# Is there any point getting Android tablet if I have an iPhone?



## Me76 (Jan 12, 2014)

I'm toying with the idea of getting a tablet. Tbh it's only toying as I can't really afford it but its a thought. 

Now the cheaper end is obviously the android end. But I have an iPhone and so what I do at the moment is on there. 

So if I got an android tablet, how much would I get frustrated about apps not synching and stuff. Would the app I have in iPhone sync with an app in the android tablet?  Would there be any point?


----------



## beesonthewhatnow (Jan 12, 2014)

Depends on the apps really. Stuff like Gmail, Chrome, Dropbox, Wunderlist and so on all synch perfectly well across different platforms.


----------



## Kid_Eternity (Jan 27, 2014)

Have to say I've never known someone to choose to buy an Android tablet if they could afford an iPhone...


----------



## joustmaster (Jan 27, 2014)

Kid_Eternity said:


> Have to say I've never known someone to choose to buy an Android tablet if they could afford an iPhone...


I chose both android tablet and phone over apple, after trying both.


----------



## souljacker (Jan 27, 2014)

Kid_Eternity said:


> Have to say I've never known someone to choose to buy an Android tablet if they could afford an iPhone...

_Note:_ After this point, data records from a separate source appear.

PR #865, opened 2019-05-06
MH-13524 Empty node name causes exception

staubesv:
Steps to reproduce: 
1. Ensure oc_host_registration has node_name = NULL 
2. Go to System->Servers 
  
 Actual Results: 
The table does not show any results. In the Opencast log, you find: 

Caused by: java.lang.IllegalArgumentException: Value of field 'nodeName' must not be null 
at com.entwinemedia.fn.data.json.Field.<init>(Field.java:31) ~[?:?] 
at com.entwinemedia.fn.data.json.Jsons.f(Jsons.java:89) ~[?:?] 
at org.opencastproject.adminui.endpoint.ServerEndpoint.getServersListAsJson(ServerEndpoint.java:345) ~[?:?] 
at org.opencastproject.adminui.endpoint.ServerEndpoint.getServers(ServerEndpoint.java:317) ~[?:?] 
  
 Expected Results: 
The Admin UI should still display the servers even if the backend does not deliver a valid nodename

### DIFF
--- a/modules/admin-ui/src/main/java/org/opencastproject/adminui/endpoint/ServerEndpoint.java
+++ b/modules/admin-ui/src/main/java/org/opencastproject/adminui/endpoint/ServerEndpoint.java
@@ -21,6 +21,7 @@
 
 package org.opencastproject.adminui.endpoint;
 
+import static com.entwinemedia.fn.data.json.Jsons.BLANK;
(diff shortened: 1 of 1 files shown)


staubesv:
@JamesUoM I've missed this when reviewing #850. Would you mind taking the review?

After spunking all that money on the iPhone, another £379 on an iPad seems a bit of a pisstake. Whereas £199 on an Nexus 7 is bearable and just as good as an iPad (unless you intend making music on your tablet).


----------



## strung out (Jan 27, 2014)

Kid_Eternity said:


> Have to say I've never known someone to choose to buy an Android tablet if they could afford an iPhone...

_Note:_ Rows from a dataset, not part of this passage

PR #872, opened 2019-05-06
MH-13530 Remove pseudo-mechanism for workflow definition registration

staubesv:
Opencast workflow definitions are stored as XML files in etc/workflows.

There is an additional mechanism that suggests that the workflow configuration can be managed used the REST endpoint of the workflow service that offers those two functions:

- DELETE /workflow/definition/{id} to unregister a workflow definition
- PUT /workflow/definition to add a workflow definition

While those functions are implemented, they aren't actually useful as there is no persistence layer that would in any way ensure that the changes survive a restart of Opencast where Opencast would simply start over with the configuration found in etc/workflows.

Instead of using those functions, administrators can delete the workflow definition XML file in etc/workflows to unregister a workflow definition or add a file to add a workflow definition.

### DIFF
--- a/docs/guides/admin/docs/releasenotes.md
+++ b/docs/guides/admin/docs/releasenotes.md
@@ -1,105 +1,31 @@
-Opencast 7: Release Notes
+Opencast 8: Release Notes
 =========================
 
 New Features
 ------------
 
-- Overhaul of the permission management with the newly added possibility to define how access control lists are
-  evaluated and how series permission changes are populated to episodes. For more details take a look at the [access
-  control configuration guide](configuration/acl.md).
-- Update Elasticsearch and make is possible to run Elasticsearch as an external service.
-- Per-Tenant Capture Agent Users
-- Asset manager snaphots clean-up to remove older snapshots for a given media package. In some cases, this can
-  drastically reduce Opencast's storage consumption. This feature is implemented as an option for the [asset-delete workflow
-  operation handler](workflowoperationhandlers/asset-delete-woh.md).
-- Allow the workflow to select the audio track for composite video
-- Add multi-tenant support for all list providers
-- Make waveform size configurable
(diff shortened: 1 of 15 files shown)


KatrinIhler:
I'm usually all for removing unused functionality, but I'm not sure I agree with this one. It's true that the changes don't survive a system restart, but I've used this quite a lot when testing on remote servers because I found it easier than dealing with the filesystem, file permissions and so on, just to throw a quick testing workflow in.

staubesv:
@KatrinIhler This work is motivated by #864 which aims at making it possible to have workflow definitions that are valid for either all tenants or just a specific one. That idea works perfectly fine with the file-based workflow configuration but has some smells when starting to allow API access.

I own plenty of apple stuff (spent over £2.5k on various bits in the last couple of years) but would always choose an android tablet over an ipad and iphone.


----------



## twentythreedom (Jan 27, 2014)

Yes


----------



## marty21 (Jan 27, 2014)

Kid_Eternity said:


> Have to say I've never known someone to choose to buy an Android tablet if they could afford an iPhone...


you  must know some strange  people then 

I have an Android tablet, an Ipad mini and an Android Phone


----------



## Hocus Eye. (Jan 28, 2014)

Kid_Eternity said:


> Have to say I've never known someone to choose to buy an Android tablet if they could afford an iPhone...


I don't follow the logic of this. Android smartphones at the more expensive end are about the same price as an iphone. When it comes to tablets however, Android tablets offer a  much bigger choice of models and prices than iPads do.


----------



## Bob_the_lost (Jan 28, 2014)

Kid_Eternity said:


> Have to say I've never known someone to choose to buy an Android tablet if they could afford an iPhone...


I know of at least two


----------



## Fez909 (Jan 28, 2014)

What exactly do you want syncing? Some things will work easily, some won't. If you use Apple this and iCloudSave that, etc, then it [probably] won't work in Android. But if you use Gmail and dropbox and whatever else then you'll be fine. It'll be seamless.


----------



## marty21 (Jan 28, 2014)

Bob_the_lost said:


> I know of at least two


I know millions


----------



## FridgeMagnet (Jan 28, 2014)

Me76 said:


> So if I got an android tablet, how much would I get frustrated about apps not synching and stuff. Would the app I have in iPhone sync with an app in the android tablet?  Would there be any point?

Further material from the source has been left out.